Like Type 1 diabetes, Crohn’s disease, or fibromyalgia, Maria’s mental illness will never go away completely. Even after months of psychiatric care, Maria returns to L.A. knowing the risk of a manic episode or a suicidal depression isn’t entirely behind her. She actively tries to do the things she knows will help her stay healthy, but the dark realities have not changed, and neither has her desire to make people like her. (When her mother tells her not to look to others for approval, Maria replies, “But that’s literally what stand-up is, looking for approval from strangers.”).

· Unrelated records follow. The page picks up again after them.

PR #3743, opened 2019-03-30
Update api.DOMMatrixReadOnly for Chromium and Safari

vinyldarkscratch:
Whilst working on #3368, I stumbled across #3644, and noticed that there was an inconsistency in the new data it provided.  So, I tracked it down, and found out that all the version numbers that were initially set were incorrect for Chromium and Safari.  This fixes said version numbers using data from the Chromium Git repo and Confluence.

Safari data was all imported from Confluence.

<details><summary>Chromium data is severely incorrect in Confluence and states that the API was added in version 61.  This was proven false by the following commits:</summary><p>

https://storage.googleapis.com/chromium-find-releases-static/588.html#5889261bab473ef399160e39c6b48d5eb21b4499
api.DOMMatrixReadOnly.a
api.DOMMatrixReadOnly.b
api.DOMMatrixReadOnly.c
api.DOMMatrixReadOnly.d
api.DOMMatrixReadOnly.e
api.DOMMatrixReadOnly.f
api.DOMMatrixReadOnly.m11
api.DOMMatrixReadOnly.m12
api.DOMMatrixReadOnly.m13
api.DOMMatrixReadOnly.m14
api.DOMMatrixReadOnly.m21
api.DOMMatrixReadOnly.m22
api.DOMMatrixReadOnly.m23
api.DOMMatrixReadOnly.m24
api.DOMMatrixReadOnly.m31
api.DOMMatrixReadOnly.m32
api.DOMMatrixReadOnly.m33
api.DOMMatrixReadOnly.m34
api.DOMMatrixReadOnly.is2D
api.DOMMatrixReadOnly.isIdentity

https://storage.googleapis.com/chromium-find-releases-static/2b3.html#2b3ee51b8aa11c3fcb57ca34abdf65929d0f4e0b
api.DOMMatrixReadOnly.translate

https://storage.googleapis.com/chromium-find-releases-static/3cf.html#3cf007564c0562b24113dc6aeda42b9a5553b597
api.DOMMatrixReadOnly.scale
api.DOMMatrixReadOnly.scale3d

Added: https://storage.googleapis.com/chromium-find-releases-static/3cf.html#3cf007564c0562b24113dc6aeda42b9a5553b597
Removed: https://storage.googleapis.com/chromium-find-releases-static/890.html#89064304d942709fa79a51b51e540317f4bb7d9b
api.DOMMatrixReadOnly.scaleNonUniform

[...]

PR #3644, opened 2019-03-15
Adds support information for DOMMatrixReadOnly.translate

gingerchris:
There's currently no data for this method, so I've tried to add what I can.

Chrome data pulled from https://www.chromestatus.com/features/6015941766807552

Other browsers I set to `true` if I could verify they are working right now by running
```new DOMMatrixReadOnly().translate```
and verifying that the console output is a function.

I struggled to find much version information specifically for the `translate` method and would definitely appreciate any help anyone can offer on how better to find this info!

PR #1617, opened 2018-03-18
Adding DOMMatrix and DOMMatrixReadOnly data to BCD

chrisdavidmills:
As seen at

* https://developer.mozilla.org/en-US/docs/Web/API/DOMMatrix
* https://developer.mozilla.org/en-US/docs/Web/API/DOMMatrixReadOnly

PR #6573, opened 2020-08-27
Fix mistakes in the Chromium data for DOMMatrix/DOMMatrixReadOnly

foolip:
First, remove the GeometryInterfaces flag, removed over 2 years ago:
https://chromium.googlesource.com/chromium/src/+/3e51c4becac41fe61dbd02a68bd875cc4a340457

Lint errors made it apparent that a lot of the versions were wrong.

The support data here comes mainly from the following:
https://github.com/mdn/browser-compat-data/pull/1617
https://github.com/mdn/browser-compat-data/pull/3644
https://github.com/mdn/browser-compat-data/pull/3743
https://github.com/mdn/browser-compat-data/pull/4902
https://github.com/mdn/browser-compat-data/pull/4936

The root mistake was looking at commits which added/updated these APIs
while it was still behind a flag, and some BCD entries using those
releases without documenting it as behind a flag.

In short, all of this shipped together in M61:
https://storage.googleapis.com/chromium-find-releases-static/065.html#06592e080fd1cf4a188265ed4f9bcf826952671a

The only exceptions are scaleNonUniform which shipped in M73:
https://storage.googleapis.com/chromium-find-releases-static/57f.html#57f350e070536c7870cad53b3edf74f58cc51d50

And scaleNonUniformSelf isn't in the spec and was never in Chromium:
https://github.com/w3c/fxtf-drafts/issues/214
https://github.com/whatwg/compat/issues/19

The data for opera, opera_android, samsung_internet and webview_android
was mirrored.

### DIFF
--- a/api/DOMMatrix.json
+++ b/api/DOMMatrix.json
@@ -4,48 +4,15 @@
       "__compat": {
         "mdn_url": "https://developer.mozilla.org/docs/Web/API/DOMMatrix",
         "support": {
-          "chrome": [
-            {
-              "version_added": "61"
-            },
-            {
-              "version_added": "45",
-              "flags": [
-                {
-                  "type": "runtime_flag",
-                  "name": "--enable-blink-features=GeometryInterfaces"
-                }
-              ]
-            }
-          ],
-          "chrome_android": [
-            {
-              "version_added": "61"
-            },
-            {
-              "version_added": "45",
-              "flags": [
-                {
-                  "type": "runtime_flag",
-                  "name": "--enable-blink-features=GeometryInterfaces"
-                }
-              ]
-            }
-          ],
-          "edge": [
-            {
-              "version_added": "79"
-            },
-            {
-              "version_added": "79",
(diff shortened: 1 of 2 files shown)


foolip:
Yep, I'm fixing that now, it revealed other issues too.

foolip:
Alright, updated now. It became a pretty big change. I will squash into a single commit and update the description to match.

vinyldarkscratch:
Oh no need to worry about squashing the commits on your end!  This repository is configured so that only squash merges are allowed, so it'll all be one commit anyways.  😉

foolip:
> This repository is configured so that only squash merges are allowed, so it'll all be one commit anyways.

Yes, but that only concatenates commit messages in a pretty ugly format. Here I wanted to combine the two commit messages to tell a cleaner story about what has happened here.

foolip:
I missed one thing: https://github.com/mdn/browser-compat-data/pull/6575

PR #6574, opened 2020-08-27
Fix safari Request.mode compat data.

wanderview:
This file had the correct data under navigate_mode in one place, but was missing from other instances mode and navigate_mode.  I copied the version numbers from line 272.

I verified Request.mode is set correctly in a FetchEvent handler in safari by using fetch-event-echo.glitch.me and then opening the console for the service worker.  I tested as far back as 11.1 since it appears safari 10.1 devtools cannot show the web console for the service worker.

Given that Request.mode was in the spec from the beginning I am confident safari has supported this since they first implemented service workers.

### DIFF
--- a/api/Request.json
+++ b/api/Request.json
@@ -1211,10 +1211,10 @@
               "version_added": false
             },
             "safari": {
-              "version_added": false
+              "version_added": "10.1"
             },
             "safari_ios": {
-              "version_added": false
+              "version_added": "10.3"
             },
             "samsunginternet_android": {
               "version_added": "5.0"
@@ -1258,10 +1258,10 @@
                 "version_added": false
               },
               "safari": {
-                "version_added": false
+                "version_added": "10.1"
               },
               "safari_ios": {
-                "version_added": false
+                "version_added": "10.3"
               },
               "samsunginternet_android": {
                 "version_added": "5.0"


foolip:
Welcome to BCD, @wanderview, great to see you here! I'll take a stab at reviewing this.

foolip:
> Given that Request.mode was in the spec from the beginning I am confident safari has supported this since they first implemented service workers.

Further evidence for this is the commit that introduced `Request`, indeed it includes `mode` and the `RequestMode` enum has a "navigate" value: https://trac.webkit.org/changeset/195954/webkit

The WebKit version on trunk the time was 602.1.19. (Although that scarcely matter in this case, what matters is when this was enabled.)

api/Request.json
```diff
@@ -1211,10 +1211,10 @@
               "version_added": false
             },
             "safari": {
-              "version_added": false
+              "version_added": "10.1"
```
foolip, line 1214: 10.1 and 10.3 matches when `fetch()` is said to have shipped, which makes me quite confident this is correct: https://developer.mozilla.org/en-US/docs/Web/API/Fetch_API#Browser_compatibility

api/Request.json
```diff
@@ -1258,10 +1258,10 @@
                 "version_added": false
               },
               "safari": {
-                "version_added": false
+                "version_added": "10.1"
```
foolip, line 1261: This is the "navigate_mode" entry. I've filed https://github.com/mdn/browser-compat-data/issues/6580 about why it's not shown on MDN.

foolip (approved):

PR #6575, opened 2020-08-27
Mark api.DOMMatrixReadOnly.scaleNonUniform as shipped in Edge 79

foolip:
This was overlooked in https://github.com/mdn/browser-compat-data/pull/6573
because the mirror script doesn't really work for Edge.

### DIFF
--- a/api/DOMMatrixReadOnly.json
+++ b/api/DOMMatrixReadOnly.json
@@ -1755,7 +1755,7 @@
               "version_added": "73"
             },
             "edge": {
-              "version_added": false
+              "version_added": "79"
             },
             "firefox": {
               "version_added": "33",


foolip:
> the mirror script doesn't really work for Edge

The wisest advice Maria receives over the course of the first season comes from another comically blunt therapist. While taking part in an art-therapy group at the Duluth psych ward, Maria tries to stop two other patients who are arguing over the magazine cutouts for their vision boards. Maria says, “Hey, we’re all here to get along.” Without missing a beat, the group therapist corrects her, saying, “No, Maria, we are not. We are all here to better ourselves and sometimes that means expressing your negative emotions in a constructive way.” Trying to set an example, the therapist goes on to tell her patients that they stress her out so much that she sometimes contemplates taking “all the pills” in her desk. She laughs as she says this, patting another patient on the shoulder.

Maria is generally realistic, but she is also an optimist. She believes that happiness, healthy relationships, and basic human kindness are not only worth striving for but are achievable. Her challenge, and the challenge of Lady Dynamite, is balancing that hope and desire for good with the realities of her suffering. The entire show is an exercise in following the art-therapy teacher’s advice: finding a way to use the fear and pain of mental illness to construct something that ultimately brings joy. Just as in life, the truth can be painful, but it can also be incredibly funny.